Their romance, for lack of a better word, is never convincing or compelling. Lucas pairs two actors who don't share a drop of chemistry, and then hands them a script that gives them nothing to work with. Every scene they share is hilariously bad at best, painful and cringeworthy at worst. 

Pivotal character moments, like the scene in the Lars workshop where Anakin confesses to Padme how he slaughtered the Tusken Raider tribe that killed his mother, fall flat with a resounding flump. 


Talented actors – like Natalie Portman, Ewan McGregor and Christopher Lee – are left adrift in a sea of poor writing, little direction and lifeless blue screen sets that would test the patience of even the most imaginative thespian. It's no wonder that less experienced actors like Hayden Christensen struggled to make it work.

The end result is a central relationship that the audience couldn't care less about; Anakin's courtship of Padme, the dramatic thrust of this film and the driving force behind his descent into darkness, has all the charm of a lustful teen drooling over a girl in the nightclub at 1am. 

With the exception of Christensen, Attack of the Clones' core cast has gone on to bigger and brighter things – thank god it didn't derail the careers of Portman (Black Swan, Jackie, Annihilation) McGregor (Fargo, Doctor Sleep, Birds of Prey) or Jackson (Avengers, every Tarantino film). 

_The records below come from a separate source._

PR #495, opened 2023-02-11
EVG-18181: Fix how we calculate totalWallTime.

johndaniels:
We weren't including the duration of the first operation in the totalWallTime calculation, which leads DurationTotal to be wrong in the trend charts / rollups.

### DIFF
--- a/perf/rollup_factory.go
+++ b/perf/rollup_factory.go
@@ -145,7 +145,7 @@ type documentThroughput struct{}
 
 const (
 	documentThroughputName    = "DocumentThroughput"
-	documentThroughputVersion = 2
+	documentThroughputVersion = 1
 )
 
 func (f *documentThroughput) Type() string    { return documentThroughputName }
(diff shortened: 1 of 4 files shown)


julianedwards (approved):
LGTM!

perf/rollup_factory.go
```diff
@@ -145,7 +145,7 @@ type documentThroughput struct{}
 
 const (
 	documentThroughputName    = "DocumentThroughput"
-	documentThroughputVersion = 0
+	documentThroughputVersion = 2
```
julianedwards, line 148: Nit: can't this just changed to `1`?

julianedwards (approved):

perf/rollup_factory.go
johndaniels: TBH, I would have been fine to reject the review on this. Will fix.

johndaniels: Also good catch.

Even Christensen has been redeemed in the eyes of revisionist Star Wars fans – so much so that he's set to return for the first time since 2005 later this month, in Deborah Chow's dedicated Obi-Wan Kenobi miniseries. 

Attack of the Clones' other pratfall is its length and pacing. It's two hours and twenty minutes, but it feels like three. The film is struggling with middle chapter syndrome, spending its first act catching us up on the characters after the plot skips ahead a decade, and a third act that tees up the climactic final chapter, before ending right as the going gets good. The Clone Wars that we've been waiting to see are just getting started; battle lines are still being drawn, allegiances are still taking shape. What do you mean we sat through all that just to end it here?

So I while I can look back on moments and motifs with fondness, Attack of the Clones has not aged particularly well, and remains one of the weakest entries to date.

It's not the worst Star Wars film (that honour falls to JJ Abrams' Rise of Skywalker), but it feels like a chore to sit through every single time. No amount how ambition can excuse poor execution, and Attack of the Clones is poorly executed from start to finish.